= Task details =
The answer must consist of every line in the data below that holds the word "even".

═══ Supplied records

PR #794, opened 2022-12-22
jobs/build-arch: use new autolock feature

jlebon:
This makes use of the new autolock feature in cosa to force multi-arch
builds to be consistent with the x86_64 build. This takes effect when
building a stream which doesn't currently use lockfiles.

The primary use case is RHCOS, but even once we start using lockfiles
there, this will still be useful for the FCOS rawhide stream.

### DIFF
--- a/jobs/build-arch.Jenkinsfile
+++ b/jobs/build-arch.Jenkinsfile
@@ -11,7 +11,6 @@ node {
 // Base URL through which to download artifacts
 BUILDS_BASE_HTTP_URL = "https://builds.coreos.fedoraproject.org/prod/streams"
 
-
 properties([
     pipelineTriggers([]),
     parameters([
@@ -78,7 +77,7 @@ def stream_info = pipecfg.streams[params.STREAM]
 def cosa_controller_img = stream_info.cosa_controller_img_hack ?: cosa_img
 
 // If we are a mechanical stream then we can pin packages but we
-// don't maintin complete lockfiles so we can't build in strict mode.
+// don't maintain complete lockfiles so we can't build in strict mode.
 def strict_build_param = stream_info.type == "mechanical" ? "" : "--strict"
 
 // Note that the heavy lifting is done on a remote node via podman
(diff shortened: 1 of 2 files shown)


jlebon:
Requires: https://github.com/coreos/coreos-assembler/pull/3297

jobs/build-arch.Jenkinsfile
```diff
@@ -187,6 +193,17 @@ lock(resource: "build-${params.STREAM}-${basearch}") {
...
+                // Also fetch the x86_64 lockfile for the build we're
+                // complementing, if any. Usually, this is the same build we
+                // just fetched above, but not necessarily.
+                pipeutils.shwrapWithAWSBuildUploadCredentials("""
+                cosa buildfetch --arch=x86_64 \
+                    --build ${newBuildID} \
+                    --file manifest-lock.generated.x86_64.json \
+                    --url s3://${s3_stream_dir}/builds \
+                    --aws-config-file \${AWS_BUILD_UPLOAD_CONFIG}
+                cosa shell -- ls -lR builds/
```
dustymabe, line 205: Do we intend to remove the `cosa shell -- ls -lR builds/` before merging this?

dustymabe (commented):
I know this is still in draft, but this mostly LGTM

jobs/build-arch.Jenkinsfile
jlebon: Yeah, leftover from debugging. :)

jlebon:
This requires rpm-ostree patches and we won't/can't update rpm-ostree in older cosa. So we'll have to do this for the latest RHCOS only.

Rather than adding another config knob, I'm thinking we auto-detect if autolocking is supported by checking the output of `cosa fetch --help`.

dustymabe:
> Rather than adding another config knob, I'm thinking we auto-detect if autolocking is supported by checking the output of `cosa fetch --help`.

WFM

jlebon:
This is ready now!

══════
═══ Supplied records

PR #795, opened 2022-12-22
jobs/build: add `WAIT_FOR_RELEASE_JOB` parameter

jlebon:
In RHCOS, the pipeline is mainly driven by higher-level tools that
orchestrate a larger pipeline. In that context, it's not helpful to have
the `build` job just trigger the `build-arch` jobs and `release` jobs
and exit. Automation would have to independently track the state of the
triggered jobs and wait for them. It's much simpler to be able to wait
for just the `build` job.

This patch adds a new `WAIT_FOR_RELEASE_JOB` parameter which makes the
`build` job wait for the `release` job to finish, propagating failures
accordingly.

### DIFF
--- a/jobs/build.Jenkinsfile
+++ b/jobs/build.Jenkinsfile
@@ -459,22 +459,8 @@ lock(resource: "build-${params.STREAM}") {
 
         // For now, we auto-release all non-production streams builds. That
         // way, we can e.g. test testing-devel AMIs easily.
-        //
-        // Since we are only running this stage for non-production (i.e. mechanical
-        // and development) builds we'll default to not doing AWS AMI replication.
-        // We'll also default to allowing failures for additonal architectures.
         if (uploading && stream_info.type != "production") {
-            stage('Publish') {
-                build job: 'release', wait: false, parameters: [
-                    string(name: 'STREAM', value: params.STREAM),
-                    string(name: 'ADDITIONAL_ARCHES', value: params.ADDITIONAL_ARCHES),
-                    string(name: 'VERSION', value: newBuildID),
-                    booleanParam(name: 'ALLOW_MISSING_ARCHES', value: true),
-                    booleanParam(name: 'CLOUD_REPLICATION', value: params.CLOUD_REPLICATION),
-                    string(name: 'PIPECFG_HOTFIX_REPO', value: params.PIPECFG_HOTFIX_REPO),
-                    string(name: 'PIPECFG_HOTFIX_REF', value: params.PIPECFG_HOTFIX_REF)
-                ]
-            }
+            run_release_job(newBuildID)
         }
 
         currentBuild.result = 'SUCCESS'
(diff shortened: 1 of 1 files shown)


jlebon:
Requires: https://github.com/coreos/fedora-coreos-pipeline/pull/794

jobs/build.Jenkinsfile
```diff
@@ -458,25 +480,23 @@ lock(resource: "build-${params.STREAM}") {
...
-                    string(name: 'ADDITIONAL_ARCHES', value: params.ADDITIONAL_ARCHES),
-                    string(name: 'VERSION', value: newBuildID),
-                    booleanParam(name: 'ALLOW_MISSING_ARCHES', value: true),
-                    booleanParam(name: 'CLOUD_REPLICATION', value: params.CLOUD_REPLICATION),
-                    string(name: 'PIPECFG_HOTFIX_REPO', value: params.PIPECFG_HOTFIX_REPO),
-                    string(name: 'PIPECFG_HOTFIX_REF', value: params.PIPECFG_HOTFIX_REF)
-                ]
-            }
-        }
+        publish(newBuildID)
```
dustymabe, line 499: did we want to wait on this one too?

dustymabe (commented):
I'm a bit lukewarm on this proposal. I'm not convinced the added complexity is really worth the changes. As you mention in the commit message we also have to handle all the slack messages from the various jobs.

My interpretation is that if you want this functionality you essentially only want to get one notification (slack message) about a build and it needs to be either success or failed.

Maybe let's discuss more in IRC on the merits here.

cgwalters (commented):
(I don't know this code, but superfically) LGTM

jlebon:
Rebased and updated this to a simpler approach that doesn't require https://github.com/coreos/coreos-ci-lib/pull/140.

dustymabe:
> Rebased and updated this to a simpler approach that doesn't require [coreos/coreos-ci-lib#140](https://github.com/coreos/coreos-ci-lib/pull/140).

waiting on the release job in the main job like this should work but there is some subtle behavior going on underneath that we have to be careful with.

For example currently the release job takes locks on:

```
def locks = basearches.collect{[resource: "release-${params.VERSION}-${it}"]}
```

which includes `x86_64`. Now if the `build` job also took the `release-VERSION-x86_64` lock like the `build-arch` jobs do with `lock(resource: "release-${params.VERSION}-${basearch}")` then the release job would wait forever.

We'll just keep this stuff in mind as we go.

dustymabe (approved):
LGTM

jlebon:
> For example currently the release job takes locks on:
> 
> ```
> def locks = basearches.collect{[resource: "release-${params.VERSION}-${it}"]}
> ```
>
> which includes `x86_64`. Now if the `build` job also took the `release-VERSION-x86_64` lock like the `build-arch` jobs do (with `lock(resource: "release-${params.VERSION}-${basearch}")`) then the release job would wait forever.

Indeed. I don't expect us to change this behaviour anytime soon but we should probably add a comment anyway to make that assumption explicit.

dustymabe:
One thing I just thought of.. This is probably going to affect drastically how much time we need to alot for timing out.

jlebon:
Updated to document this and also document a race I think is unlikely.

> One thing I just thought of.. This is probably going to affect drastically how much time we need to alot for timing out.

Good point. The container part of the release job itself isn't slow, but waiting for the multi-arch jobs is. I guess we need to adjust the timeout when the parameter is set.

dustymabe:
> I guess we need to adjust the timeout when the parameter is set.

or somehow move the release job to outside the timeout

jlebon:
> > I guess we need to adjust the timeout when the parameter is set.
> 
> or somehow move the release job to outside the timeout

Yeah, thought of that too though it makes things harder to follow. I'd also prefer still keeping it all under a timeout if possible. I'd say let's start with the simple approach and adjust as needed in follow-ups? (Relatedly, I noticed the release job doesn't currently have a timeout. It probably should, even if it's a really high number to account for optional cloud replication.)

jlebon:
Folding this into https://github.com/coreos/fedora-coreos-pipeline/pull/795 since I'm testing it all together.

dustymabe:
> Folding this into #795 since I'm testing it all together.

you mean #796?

══════

= Problem solution =
The primary use case is RHCOS, but even once we start using lockfiles
Yeah, thought of that too though it makes things harder to follow. I'd also prefer still keeping it all under a timeout if possible. I'd say let's start with the simple approach and adjust as needed in follow-ups? (Relatedly, I noticed the release job doesn't currently have a timeout. It probably should, even if it's a really high number to account for optional cloud replication.)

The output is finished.